The following is an excerpt from my novel, No More Real Fires. Drop me a line for more information.


Fin Adams had no need for witnesses when it came to fires.  He had learned all he needed to from seeing a few hundred of them, but also from observing other men do his job so well that he had felt honored to take over for them when the time had come.  There were old fires, predominately sparked by simple yet direct combustion or the venerable box of oily rags, and the new fires which where mainly electrical in orient.  He had seen them set many times and knew where to look and when, which was the most important part of arson investigation.  But so seldom was anyone that was involved anywhere to be found, unless forensically identified, that the investigations by their nature took a course of source-oriented hypothesizing.  So it was with a certain amount of freelance uncertainty that Adams, sitting in his official-looking Rover, crossed the small channel over to Chappaquidick on the On Time.

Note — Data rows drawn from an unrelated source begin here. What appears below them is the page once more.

Issue #104, opened 2024-08-14
Support for inset/outset border styles


VisenDev:
Follow up to #81

Inset/Outset border style, as well as square corners from #81 will open the door to creatings cool 90s user interface themes with dvui. See https://www.w3schools.com/css/css_border.asp for examples of inset/outset border styles

VisenDev:
Example of desired user interface style
![windowmaker](https://github.com/user-attachments/assets/5962c4ef-2a5c-41b3-8cbe-484091870b4b)

david-vanderson:
#643 and #645 have finally given us a way to do this.  There is a new builtin theme "win98" which does some of this.  It probably needs more work, but I think this issue can be closed.  Thank you!

PR #643, opened 2025-11-17
Implement Ninepatch Rendering

desttinghim:
This pull request implements ninepatch rendering and adds a function for rendering one to the dvui API. It does not integrate ninepatches into the theming system in any way.

### DIFF
--- a/src/render.zig
+++ b/src/render.zig
@@ -529,6 +529,7 @@ pub fn renderNinepatch(ninepatch: Ninepatch, rs: RectScale, opts: NinepatchOptio
 
     var rs_center_center = rs;
 
+    //Move rects into position
     rs_top_center.r.w -= rs_top_left.r.w + rs_top_right.r.w;
     rs_top_center.r.x += rs_top_left.r.w;
     rs_top_center.r.h = rs_top_left.r.h;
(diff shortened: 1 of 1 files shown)


david-vanderson:
This is super cool.  I've read through the code once, and it looks pretty good.  I'm also very excited that this will be a general solution to #104 (which I've been stuck on forever).

There are two things I want to do before merging:
* handle a too small size without erroring - we should render something, even if it doesn't look good (and maybe log an error)
* give this more space in the demo with controlling options (maybe could integrate it into the "layout" part where we already do the image stuff, but might be too complicated there, alternately have a separate place in "styling")

If you are willing to do either of these that would be great.  Let me know if/when you want me to run with it.  Thank you!

desttinghim:
> * handle a too small size without erroring - we should render something, even if it doesn't look good (and maybe log an error)

When `error.NinepatchBelowMin` is returned, a black rectangle with a 1px white border is now rendered as a placeholder. Let me know if you want a different solution.

> * give this more space in the demo with controlling options (maybe could integrate it into the "layout" part where we already do the image stuff, but might be too complicated there, alternately have a separate place in "styling")

The example ninepatch code is now in the styling section, and there are sliders to control it's width and height. 

I also fixed a bug where gaps were appearing between the patches. Now the positions are floored and the sizes are ceiled, which seems to have fixed the problem.

foxnne:
I think this is great, just wanted to chime in and say pulled this and tested and it's exciting to have this feature coming! I think this could allow some really interesting UI elements. Well done!

david-vanderson:
This is excellent!  I suspect the api will change a bit as we work to figure out how people generally want to use it, but that's always the case and we can do that in main.

Thank you!

david-vanderson:
@desttinghim When I write this up in the devlog, should I credit you as "Louis Pearson"?

desttinghim:
Louis Pearson is fine.

PR #646, opened 2025-11-18
Merge init and install

### LINKED ISSUE #428: merge widget init and install
The reason dvui has the init/install split was to allow widgets to get a rect and then modify it before install.  It's rarely used, so maybe we can find a separate mechanism for it.

This issue is to track down all the uses in the dvui codebase of a widget doing something between init and install to understand what's needed.

RedPhoenixQ:
Closes #428

I decided to test this out ("it" being a `self: *Self` in the `init` function) and refactored `BoxWidget` to take a mutable self pointer (that should usually be `undefined`). If you add the argument as a normal self parameter you can do: 

```zig
var box: BoxWidget = undefined; // OR `dvui.widgetAlloc(BoxWidget);` here instead
box.init(@src(), .{}, .{});
```

There are some additional issues with nested widgets where the ordering of the `install` calls determined the parent chain, which now forces the previous `install` ordering on the `init` calls. Basically you can't really call `init` on the nested widgets when initializing the main widget. 

I think it would also be valuable to add a `initAllocated` (or similar) to each widget that would handle the `dvui.widgetAlloc` and setting any "is allocated" boolean needed. It should also call init for you (only negative is needing to repeat the init arguments), so it would work pretty much like the previous init without needing any `undefined`, but returning a pointer (importantly without calling all the other widget methods you might not want, like `drawBackground`).


david-vanderson:
I had the same thought to try it on box - you beat me to it!

A quick look over the code and it looks pretty good to me, especially:
> ```zig
> var box: BoxWidget = undefined; // OR `dvui.widgetAlloc(BoxWidget);` here instead
> box.init(@src(), .{}, .{});
> ```

> There are some additional issues with nested widgets where the ordering of the `install` calls determined the parent chain, which now forces the previous `install` ordering on the `init` calls. Basically you can't really call `init` on the nested widgets when initializing the main widget.

Good point, we'll have to take this slowly - no need to convert everything at the same time.

> I think it would also be valuable to add a `initAllocated` (or similar) to each widget that would handle the `dvui.widgetAlloc` and setting any "is allocated" boolean needed. It should also call init for you (only negative is needing to repeat the init arguments), so it would work pretty much like the previous init without needing any `undefined`, but returning a pointer (importantly without calling all the other widget methods you might not want, like `drawBackground`).

I'm unsure if this is needed, but we will figure that out as we go.

I'll take a close look at this tomorrow (hopefully).  Thank you!

david-vanderson:
Looks great!  I'm ready to move forward with this (one widget at a time), so merge when ready.  Thank you!

RedPhoenixQ:
For consistency, I was thinking of just adding more commits to this PR, mostly during this weekend I think. That way the api stays consistent and we can update the README with an up-to-date recommended way of handling widgets

david-vanderson:
> For consistency, I was thinking of just adding more commits to this PR, mostly during this weekend I think. That way the api stays consistent and we can update the README with an up-to-date recommended way of handling widgets

That makes sense, good idea.

RedPhoenixQ:
@david-vanderson Now most of the widgets are done. The missing ones are:

- `Scrol[Area/Container]Widget`
  - I don't fully understand how/why you'd use the current `installScrollBars` and the significance of orderings here
  - Also can't figure out a clean api to represent the issue above
- Most `FloatingXXXWidget`
  - All the floating widgets allow for modifying some part of their placement between `init` and `install`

            Trappings can cause their own assurance, which construe themselves as trappings again, but behind the wheel of the Rover on the narrow roads of the smaller island Adams was able to comport himself.  During the preceding day, he had seen an interview with Martin von Fohrness as a long shot, a walk out onto a long thin branch in search of some supportable facts about the man.  The issue had gone beyond the night, for he thought he knew what he had seen, and passed on to the man, against or for whom some judgement was to be made.  However, driving out there, it didn’t feel like such an unsure proposition.  Adams had himself as a pretext, the authority of the fire chief, and fell back onto it, more comfortable as he pulled up to the house again than he had been in imagining himself doing so.    
            No answer came to the door as he waiting after knocking, and though he was sure it would be open if he tried it, Adams walked around toward the back of the house instead.  Much he hadn’t remembered about the house that night stood out to him as he rounded the first corner and saw the ocean; a low, thick brick wall jutted out from the side, dividing front from back and caused Adams to wonder if he was at the right address.  Looking to his left he recognized the scrubby woods and the incalculable number of steps he retraced to that point, however the wall and a large, single pane window above it seemed newer, added, and thus misplaced in his recollection.  But Adams continued around the house, his darkened memory in flight against the issues of the daylight, the ocean views especially.   Taking an unplanned look back at the brick wall, he turned around again to see a curious but smiling face on a thin man making light of his intrusion already.
            “I told the other man everything I knew,” the thin man said, sure that he had.  From his memory, Adams assumed it to be von Fohrness.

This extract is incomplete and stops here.